This
article covers a comprehensive and detailed study about the Arbitration and
Conciliation Act, 1996 including its enactment, objectives, structure, scope
and
1.
INTRODUCTION
Arbitration,
a useful compliment to the judicial process, offers an alternative forum to the
time consuming and expensive court proceedings and ensures practical,
inexpensive, flexible and speedy resolution of disputes with the consensus of
the parties. Indian law with the introduction of the Arbitration and
Conciliation Act, 1996 that came into force with effect from 25th January, 1996
is now treading the path walked upon by other developed nations.
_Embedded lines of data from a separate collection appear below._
PR #329, opened 2019-01-03
Variant Recoder REST updated to accept SPDI format

dglemos:
### Description

Update Variant Recoder to accept SPDI format as input and output. 

### Use case

Allow the users to use SPDI notation. 

### Benefits

Users can input SPDI format and get the corresponding variant identifier, HGVS and SPDI notation. 

### Possible Drawbacks

None

### Testing

Added some tests and all passed. 

### Changelog

[variant_recoder/] Also retrieve a SPDI for a given variant identifier, HGVS or SPDI notation.


nerdstrike:
Thanks @dglemos for fixing the test. As above, your vep_spdi variable will only help standalone developers here. Production config is handled elsewhere.

PR #333, opened 2019-01-17
Combine e!g and e! REST

nicklangridge:
### Requirements

### Description

- Merge in e!g info and lookup endpoints, documentation, and example params
- Adapt lookup to use metadata db 
- Add registry and app preloading in Starman
- Fix some documentation example params for existing endpoints

### Use case

A single REST instance to serve all Ensembl divisions.

### Benefits

We can retire Ensembl Genomes REST.

### Possible Drawbacks

When all divisions are enabled we see 
- Increased memory footprint
- Slow server start time due to registry preloading (startup takes a couple of minutes)

### Testing

Tests for the new endpoints are in development and will follow in a separate PR (as agreed with Mag)

### Changelog

Merge Ensembl Genomes REST functionality to allow a single REST instance to serve all Ensembl divisions.


lib/EnsEMBL/REST/Controller/Info.pm
```diff
@@ -94,7 +94,7 @@ sub species : Local : ActionClass('REST') :Args(0) { }
 
 sub species_GET :Local :Args(0) {
   my ($self, $c) = @_;
-  my $division = $c->request->param('division');
+  my $division = $c->request->param('division') || 'EnsemblVertebrates';
```
nerdstrike: Something is very up with the strains in the Travis test of info.t

nerdstrike: We're also leaning toward the  // operator these days, as it isn't fooled by numeric zeroes

lib/EnsEMBL/REST/Controller/Info.pm
```diff
@@ -331,6 +331,131 @@ sub consequence_types_GET {
...
+### The following methods were ported from EG REST...
+
+sub ensgen_version : Chained('/') PathPart('info/eg_version') :
+  ActionClass('REST') : Args(0) { }
+
+sub ensgen_version_GET {
+  my ( $self, $c ) = @_;
+  $c->log()->info("Retrieving EG version from registry");
+  # lazy load the registry
+  $c->model('Registry')->_registry();
```
nerdstrike: It would be better for the lazy loading trigger to occur in the Registry model rather than here... I presume this is to avoid EG database scans blocking server start.

lib/EnsEMBL/REST/Controller/Info.pm
```diff
@@ -331,6 +331,131 @@ sub consequence_types_GET {
...
+  return;
+}
+
+sub divisions : Chained('/') PathPart('info/divisions') :
+  ActionClass('REST') : Args(0) { }
+
+sub divisions_GET {
+  my ( $self, $c, $division ) = @_;
+  # lazy load the registry
+  $c->model('Registry')->_registry();
```
nerdstrike: This definitely code-smell at this point.

lib/EnsEMBL/REST/Controller/Info.pm
```diff
@@ -331,6 +331,131 @@ sub consequence_types_GET {
...
+  $c->log()->info("Retrieving EG version from registry");
+  # lazy load the registry
+  $c->model('Registry')->_registry();
+  my $lookup = $c->model('Registry')->_lookup();
+  $self->status_ok( $c, entity => { version => $lookup->adaptor->data_release->ensembl_genomes_version } );
+  return;
+}
+
+sub genomes_name : Chained('/') PathPart('info/genomes') :
+  ActionClass('REST') : Args(1) { }
```
nerdstrike: It's a bit odd to have a mandatory argument but then ignore it and delegate to a follow on method.

lib/EnsEMBL/REST/Controller/Info.pm
```diff
@@ -331,6 +331,131 @@ sub consequence_types_GET {
...
+sub genomes_taxonomy : Chained('/') PathPart('info/genomes/taxonomy') :
+  ActionClass('REST') : Args(1) { }
+
+sub genomes_taxonomy_GET {
+  my ( $self, $c, $taxon ) = @_;
+  # lazy load the registry
+  $c->model('Registry')->_registry();
+  my $lookup = $c->model('Registry')->_lookup();
+  my $expand = $c->request->param('expand');
+  $c->log()
```
nerdstrike: Indent failure. ->info and @{ } could be formatted to more clearly with respect to the run-on from the previous line.

lib/EnsEMBL/REST/Model/Registry.pm
```diff
@@ -361,7 +358,7 @@ sub _build_species_info {
     my $species_lc = ($species);
     push(@{$groups_lookup{$species_lc}}, $group);
 
-    if($group eq 'core' && $species !~ /Ancestral/) {
+    if($group eq 'core' && $species !~ /(Ancestral|DEFAULT)/) {
```
nerdstrike: Can I get a note here to know what DEFAULT is?

lib/EnsEMBL/REST/PreloadRegistry.pm
```diff
@@ -0,0 +1,89 @@
+
+=head1 LICENSE
+
+Copyright [2009-2014] EMBL-European Bioinformatics Institute
```
nerdstrike: Well this needs fixing

lib/EnsEMBL/REST/PreloadRegistry.pm
```diff
@@ -0,0 +1,89 @@
...
+#
+# We need to preload the registry otherwise it will be reloaded every time a 
+# new worker thread is spawned (this will be very slow for the unlucky users).
+# plack and starman servers support the -M param to specify a module to load
+# before workers are forked, e.g.
+#
+# starman --listen :9300 -MEnsEMBL::REST::PreloadRegistry ensembl-rest/ensembl_rest.psgi
+#
+
+use strict;
```
nerdstrike: Don't leave out the warnings.

lib/EnsEMBL/REST/Controller/Info.pm
```diff
@@ -331,6 +331,131 @@ sub consequence_types_GET {
...
+sub genomes_name_GET {
+  my ( $self, $c, $name ) = @_;
+  # lazy load the registry
+  $c->model('Registry')->_registry();
+  my $lookup = $c->model('Registry')->_lookup();
+  my $expand = $c->request->param('expand');
+  $c->log()->info("Retrieving information about all genomes");
+  my $info = $lookup->adaptor()->fetch_by_any_name($name);
+  $c->go( 'ReturnError', 'custom', ["Genome $name not found"] )
+  unless defined $info;
```
nerdstrike: If you're determined to use the postfix, indent this please

nicklangridge:
@nerdstrike thanks for the review - I'll work through these points gradually.

nicklangridge:
> I'm a little wary of mixing functions in with class methods

There's plenty of precedent for this in other controllers - what's the preferred option?

nicklangridge:
> I don't like what you're doing with void context registry calls

Example please - not sure where this refers to.

lib/EnsEMBL/REST/Controller/Info.pm
```diff
@@ -331,6 +331,131 @@ sub consequence_types_GET {
   return;
 }
 
+### The following methods were ported from EG REST...
+
+sub ensgen_version : Chained('/') PathPart('info/eg_version') :
+  ActionClass('REST') : Args(0) { }
+
+sub ensgen_version_GET {
```
nerdstrike: Apparently this isn't tested!

lib/EnsEMBL/REST/Controller/Info.pm
```diff
@@ -331,6 +331,131 @@ sub consequence_types_GET {
...
+  unless defined $info;
+  $self->status_ok( $c, entity => _expand_genome($info, $expand) );
+  return;
+}
+
+sub divisions : Chained('/') PathPart('info/divisions') :
+  ActionClass('REST') : Args(0) { }
+
+sub divisions_GET {
+  my ( $self, $c, $division ) = @_;
```
nerdstrike: Redundant

nerdstrike:
For posterity, Nick and I have found a way that might allow the EG lookup system be configured directly via Registry instead of instantiating it off the back of the REST Registry model. That would remove most of strange invocations of _lookup and _registry in these endpoints.

Renaming of the "lookup" to something more meaningful would also help to delineate between EG metadata/species information, and the stable ID lookup database.

lib/EnsEMBL/REST/Controller/Info.pm
nicklangridge: Changed to //

lib/EnsEMBL/REST/Controller/Info.pm
nicklangridge: This has gone now

lib/EnsEMBL/REST/Controller/Info.pm
nicklangridge: This has gone now

lib/EnsEMBL/REST/Controller/Info.pm
nicklangridge: Not planning to change this, unless you feel strongly and can suggest better option?

lib/EnsEMBL/REST/Controller/Info.pm
nicklangridge: Reformatted

lib/EnsEMBL/REST/Model/Registry.pm
nicklangridge: Removed

lib/EnsEMBL/REST/PreloadRegistry.pm
nicklangridge: Copyright updated

lib/EnsEMBL/REST/PreloadRegistry.pm
nicklangridge: Added warnings

lib/EnsEMBL/REST/Controller/Info.pm
nicklangridge: Changed formatting

lib/EnsEMBL/REST/Controller/Info.pm
nicklangridge: Tests will follow...

nicklangridge:
> Renaming of the "lookup" to something more meaningful would also help to delineate between EG metadata/species information, and the stable ID lookup database.

The lookup property on the Registry model is no longer needed and has been removed - instead the genome info adaptor is provided directly by the registry.

lib/EnsEMBL/REST/Controller/Info.pm
nicklangridge: Removed

lib/EnsEMBL/REST/Controller/Info.pm
nerdstrike: Fair enough... I'm not prepared to declare a one true way right now. Catalyst is too finicky around these decorators.

lib/EnsEMBL/REST/PreloadRegistry.pm
```diff
@@ -11,7 +11,7 @@ You may obtain a copy of the License at
 
 Unless required by applicable law or agreed to in writing, software
 distributed under the License is distributed on an "AS IS" BASIS,
-WITHOUT WARRANTIES OR CONDITIONS OF ANY KIND, either express or implied.
+WITHinfo WARRANTIES OR CONDITIONS OF ANY KIND, either express or implied.
```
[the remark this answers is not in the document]
nicklangridge: fixed

lib/EnsEMBL/REST/PreloadRegistry.pm
```diff
@@ -0,0 +1,100 @@
...
+
+my @db_servers;
+
+# look for primary db server
+if ($reg_config->{host} && $reg_config->{user} && $reg_config->{port}) {
+  info("Using db host '$reg_config->{host}'");
+  push @db_servers, {
+    -host => $reg_config->{host}, 
+    -user => $reg_config->{user}, 
+    -port => $reg_config->{port}
```
nerdstrike: Do you think this represents sufficient options for every use?

nicklangridge: Sufficient for existing usecases - do you see potential problems?

nicklangridge: Could easily add password - anything else needed?

nerdstrike: I'm used to having to expose all the registry vars, but most are redundant in production.  It's fine to leave as is if this module only fires when you're being clever with starman options.

lib/EnsEMBL/REST/PreloadRegistry.pm
```diff
@@ -0,0 +1,100 @@
...
+info('Building species info...');
+
+EnsEMBL::REST::RegistryHelper::build_species_info();
+
+info('Done');
+
+
+sub info {
+  my $msg = shift;
+  warn sprintf("[%s] %s\n", __PACKAGE__, $msg);
```
nerdstrike: warn already mentions what file the warn comes from. \n is redundant too.

lib/EnsEMBL/REST/PreloadRegistry.pm
nerdstrike: I see you've baked it into server_control.pl . Not being able to specify passwords and db_version might impact developer testing.

lib/EnsEMBL/REST/PreloadRegistry.pm
nicklangridge: \n tells warn not to report the filename/line number etc - so here only the package prefix and the message is shown - it's less noisy

lib/EnsEMBL/REST/PreloadRegistry.pm
nicklangridge: server control is in a folder called `bin/production`, is it intended for developer use?

nerdstrike: Mostly not, but sometimes somebody adds HDF5 to the mix and the multi-thread behaviour matters

nerdstrike:
b.t.w. I'm still seeing 
# *  16|      strain => 'test_strain',           *    |                                         |
# *  17|      strain_collection => 'human',      *    |                                         |

in the info.t failures. I've forgotten what our resolution was.

lib/EnsEMBL/REST/PreloadRegistry.pm
nicklangridge: ok, i'll add the extra params

PR #335, opened 2019-01-28
ENSCORESW-3015: replace multi with vertebrates for compara usage

magaliruffier:
### Requirements

### Description

_Using one or more sentences, describe in detail the proposed changes._
The default compara is set to 'vertebrates' instead of 'multi. Under the hood, 'multi' is still allowed for backwards compatibility.

### Use case

_Describe the problem. Please provide an example representing the motivation behind the need for having these changes in place._
For 96, we will have a single REST server providing access to all Ensembl divisions. For consistency across divisions, we do not want to have a 'multi' compara database that refers to vertebrates, when all other comparas are identified by their divisions (eg Plants, Fungi...)
This change allows us to present all divisions equally to our users while ensuring existing functionality remains unchanged.
In particular, the default compara is set to 'vertebrates'. That way, users who did not have to specify a compara database until now because only one was available (which is the case for anyone using vertebrates until release 95) will not have to change any of their queries.

### Benefits

_If applicable, describe the advantages the changes will have._
When querying the /info/comparas endpoint, users will get an meaningful list of compara databases available based on their division name.
This will also match the output of the /info/divisions endpoint.
Any other functionality will remain unchanged.

### Possible Drawbacks

'multi' can still be used as an equivalent of 'vertebrates', exposing some of our internal workings

### Testing

Yes

Yes

Yes

### Changelog

No change of functionality

### DIFF
--- a/lib/EnsEMBL/REST/Controller/GenomicAlignment.pm
+++ b/lib/EnsEMBL/REST/Controller/GenomicAlignment.pm
@@ -25,7 +25,7 @@ require EnsEMBL::REST;
 
 BEGIN { extends 'Catalyst::Controller::REST'; }
 
-has 'default_compara' => ( is => 'ro', isa => 'Str', default => 'multi' );
+has 'default_compara' => ( is => 'ro', isa => 'Str', default => 'vertebrates' );
 has 'compara_base_dir_location' => ( is => 'ro', isa => 'Str' );
 has 'max_slice_length' => ( isa => 'Num', is => 'ro', default => 1e6);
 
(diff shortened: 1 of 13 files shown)


magaliruffier:
Travis failure is unrelated to proposed change, as it is still failing on the ga4gh tests

magaliruffier:
Your interpretation is correct.
Fair point about the lower case, I think it would be taken care of by the get_best_compara method, but it does not harm to be extra careful, I've updated the comparison
I am not aware of any more changes to this for 97, we are going for minimal change to both user experience and internal API workings

nicklangridge:
This looks ok to me - by eye I can't spot any cases you haven't covered.

magaliruffier:
I have updated the if statements in multi-liners
I am not polluting this PR with cosmetic changes to otherwise untouched code

PR #337, opened 2019-02-08
Feature/fix strain info

nerdstrike:
### Description

The addition of a default division to the species/info endpoint (EnsemblVertebrates) has exposed a bug in the Model::Registry->get_species_info, which was made without the expectation of divisions for everything

### Use case

Strains hidden for vertebrates so that users are not surprised with new seemingly unimportant keys in the returned documents.

### Benefits

Code is cleaner, works as intended, and is able to filter on division AND strain collection, not one or the other.

### Possible Drawbacks

None obvious

### Testing

Testing environment required more specific hacks for BioPerl versions to protect Bio::DB::HTS. Tests are otherwise unchanged outside of some whitespace.

Pass

Indeed

### Changelog

Not relevant to users.

### DIFF
--- a/lib/EnsEMBL/REST/Model/Registry.pm
+++ b/lib/EnsEMBL/REST/Model/Registry.pm
@@ -219,27 +219,36 @@ sub get_species {
   my ($self, $division, $strain_collection, $hide_strain_info) = @_;
   my $info = $self->_species_info();
   #have to force numerification again. It got lost ... somewhere
-  #filter by division (e.g.: EnsemblVertebrates)
-  return [ grep { $_ > 0 } map {$_->{release} += 0; $_} grep { lc($_->{division}) eq lc($division) } @{$info}] if $division;
-
-  #filter by strain_collection (e.g.: mouse)
-  return [ grep { $_ > 0 } map {$_->{release} += 0; $_} grep { lc($_->{strain_collection}) eq lc($strain_collection) } @{$info}] if $strain_collection;
-
   #flag to show or hide strain info
-  if($hide_strain_info > 0){
+  if( $hide_strain_info > 0 ){
     my @hidden_keys = qw(strain strain_collection);
     my $new_info_list = [];
-    foreach my $inf(@{$info}){
-    my $new_info_hash = {};
-      foreach my $key(keys %$inf){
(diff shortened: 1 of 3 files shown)


t/info.t
```diff
@@ -75,33 +75,79 @@ is_json_GET(
...
+    $get_species->('/info/species', 'Checking only DBA available is the test DBA'),
+    $expected, 
+    "/info/species | Checking only DBA available is the test DBA"
+  );
   eq_or_diff_data(
-    $get_species->('/info/species?division=EnsemblVertebrates', q{Output is same as /info/species if specified 'EnsemblVertebrates' division}), $expected, 
-    "/info/species?division=EnsemblVertebrates | Output is same as /info/species if specified 'Ensembl' division");
+    $get_species->('/info/species?division=EnsemblVertebrates', q{Output is same as /info/species if specified 'EnsemblVertebrates' division}),
+    $expected, 
+    "/info/species?division=EnsemblVertebrates | Output is same as /info/species if specified 'Ensembl' division"
```
premanand17: Shouldn't the message be "......if specified 'EnsemblVertebrates' division" ?!

nerdstrike: Agreed

lib/EnsEMBL/REST/Model/Registry.pm
```diff
@@ -219,27 +219,36 @@ sub get_species {
...
-    push (@$new_info_list, $new_info_hash);
+      push @$new_info_list, $new_info_hash;
     }
-    return $new_info_list;
+    $info = $new_info_list;
   }
-
-  return [ grep { $_ > 0 } map {$_->{release} += 0; $_} @{$info} ];
+  
+  my $filter;
```
premanand17: Is $filter used anywhere below?

nerdstrike: Nope, it was an aborted attempt at cleaning it.

nerdstrike:
Nick has already changed the default options on master, so it's a little clearer. We can have a proper review of docs if we need to improve them for clarity. It's been quite a few years since we did one of those.

muffato:
Thanks ! That will make our Travis happy

PR #338, opened 2019-02-08
Python3 print needs parentheses

MatBarba:
### Description

Add parentheses to the "print" call in the rest API documentation for Python 3 (in case of plain text result).

### Use case

Python3 needs parentheses for "print", contrary to Python2. Users copying-pasting the example code are currently getting an syntax error.

### Benefits

No syntax error for users...

### Possible Drawbacks

None.

### Testing

No tests changed: only a doc template was modified.


MatBarba:
I'll recreate this PR against master to make it cleaner...

PR #341, opened 2019-02-19
Fixes for joint REST

nicklangridge:
### Description

A few fixes for joint REST
- Fix `info/info_genome` endpoint
- Use better format for specifying multiple db configs 
- Fix registry helper bug by removing a db disconnect left in by mistake

### DIFF
--- a/lib/EnsEMBL/REST/RegistryHelper.pm
+++ b/lib/EnsEMBL/REST/RegistryHelper.pm
@@ -137,7 +137,6 @@ sub build_species_info {
         $processed_db{$db_key} = 1;
       }
     }
-    $dba->dbc->db_handle->disconnect;
   }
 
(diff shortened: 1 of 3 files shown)


lib/EnsEMBL/REST/RegistryHelper.pm
```diff
@@ -137,7 +137,6 @@ sub build_species_info {
         $processed_db{$db_key} = 1;
       }
     }
-    $dba->dbc->db_handle->disconnect;
```
nerdstrike: I'm a bit wary of this, but I realise you're managing the connections in another way.

nicklangridge: I added that line originally to fix an situation that no longer arises - it should not have made it into the previous PR

PR #346, opened 2019-03-21
Update Beacon version

dglemos:
### Description

Update version number of Beacon endpoint 

### Use case

Endpoint had an older version. 

### Benefits

Updated endpoint 

### Possible Drawbacks

None

### Testing

No 

No 

### Changelog

No


nerdstrike:
Do I understand that the version of the beacon was wrong? Or that version 0.3 is the same as version 1 as far as we are concerned?

dglemos:
It's just outdated, but I need to make more changes to this pull request that I didn't realize before. I'm going to close it.

PR #358, opened 2019-06-12
Add missing YAML CPAN dependency

nicklangridge:
Add missing YAML CPAN dependency as required here https://github.com/Ensembl/ensembl-rest/blame/release/97/lib/EnsEMBL/REST/Model/Documentation.pm#L33

### DIFF
--- a/cpanfile
+++ b/cpanfile
@@ -19,6 +19,7 @@ requires 'Catalyst::View::JSON';
 requires 'Catalyst::View::TT';
 requires 'JSON::XS';
 requires 'JSON';
+requires 'YAML';
 requires 'YAML::XS';
 requires 'YAML::Syck';
 requires 'URI::Find';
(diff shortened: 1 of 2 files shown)


nerdstrike:
Odd. Does YAML::XS not imply YAML vanilla?

mkszuba:
As far as I can tell from metacpan, not yet - the author plans to make YAML a front-end module for various implementations but for now it's just a specific, pure-Perl implementation - and a deprecated one to boot.

nicklangridge:
Apparently not https://metacpan.org/pod/YAML::XS
> Dependencies
> none

I had to install it manually for the REST server this release. I'm not sure I've had to do it previously, but given that the YAML module is explicitly used I think it should be in cpanfile.

nicklangridge:
I guess the use of YAML could be switched to YAML::XS but I'll leave that for you to decide.

mkszuba:
@nicklangridge Just a quick reminder that there isn't much time left before the branching of release 98, if you would like to have this fixed by then.

nicklangridge:
So you want a PR with YAML::XS in Documentation.pm instead of this solution?

mkszuba:
Yes, if it works of course.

Greater
autonomy has been provided and judicial interference has been limited to a
narrower circumference than under the previous law.
The
Arbitration and Conciliation Act, 1996 has repealed the Arbitration Act, 1940
and also the Acts of 1937 and 1961, consolidated and amended the law relating
to domestic arbitration, international commercial arbitration and enforcement
of foreign arbitral awards and also defines the law relating to conciliation,
providing for matters connected therewith and incidental thereto on the basis
of the Model Law on International Commercial Arbitration awarded by the United
Nations Commission on International Trade Law (UNCITRAL) in 1985. Arbitration
in all forms is practiced in India and the law now expressly recognizes
institutional arbitration and permits ad-hoc arbitration. An agreement to
arbitrate should be in a written form and may or may not form part of the
actual contract.
2.
OBJECTIVES OF THE ACT
Major
changes have been brought in the new law to attract foreign investors by
creating such circumstances so that they may have confidence in the system of
commercial disputes resolution and enforcement of foreign awards in India. Some
of the notable features of the Act are: Firstly, to comprehensively cover
domestic and international commercial arbitration and conciliation. Secondly, it
provides for fair, transparent and efficient arbitral procedure. Thirdly, it
provides for mandatory speaking award by Arbitral Tribunal. Fourthly, it
minimizes the supervisory and intervensionary role of the Courts in the
arbitral process. Finally, it provides that every final arbitral award is
enforced in the same manner as if it were a decree of the Court.
The
main object of the Act is to make provision for an arbitral procedure and to
minimise the supervisory role of courts in arbitral process in settlement of
disputes; Bharat Seva Sansthan v Uttar Pradesh Electronics Corp. Ltd.,
AIR 2007 SC 2961.
3.
STRUCTURE, SCOPE AND APPLICATION OF THE ACT
The
Act contains 86 Sections and 7 Schedules and is divided into four Parts-
Part
I -
deals with Arbitration.
Part
II -
deals with enforcement of certain foreign awards eg., New York Convention
Awards, Geneva Convention Awards.
Part
III
- deals with conciliation and
Part
IV
- contains supplementary provisions relating to rule making power of the High
Courts and the Central Government including three Schedules.
The
Act is applicable to whole of India. However, section 1(2) provides that Part
I, II, and IV shall extend to the State of Jammu and Kashmir only in so far as
they relate to international commercial arbitration or international Commercial
conciliation. On the application of Part II, there is no such restriction in so
far as the domestic arbitrations are concerned, the Jammu and Kashmir
Arbitration and Conciliation Act, 1997, governs them.
4.
CONCLUSION
The
Arbitration and Conciliation Act, 1996, has been a landmark legislation in
India, modernizing the country's approach to dispute resolution. Its
pro-arbitration stance, minimal judicial interference, and international
recognition have contributed significantly to attracting foreign investments
and fostering a business-friendly environment. By offering a swift and
efficient resolution to disputes, the Act has alleviated the burden on the
overburdened Indian judicial system, making it a pivotal law in promoting
alternative dispute resolution in India. Nevertheless, like any legal
framework, the Act continues to evolve through court interpretations and
amendments, ensuring that it remains robust and relevant in the dynamic
landscape of arbitration and conciliation.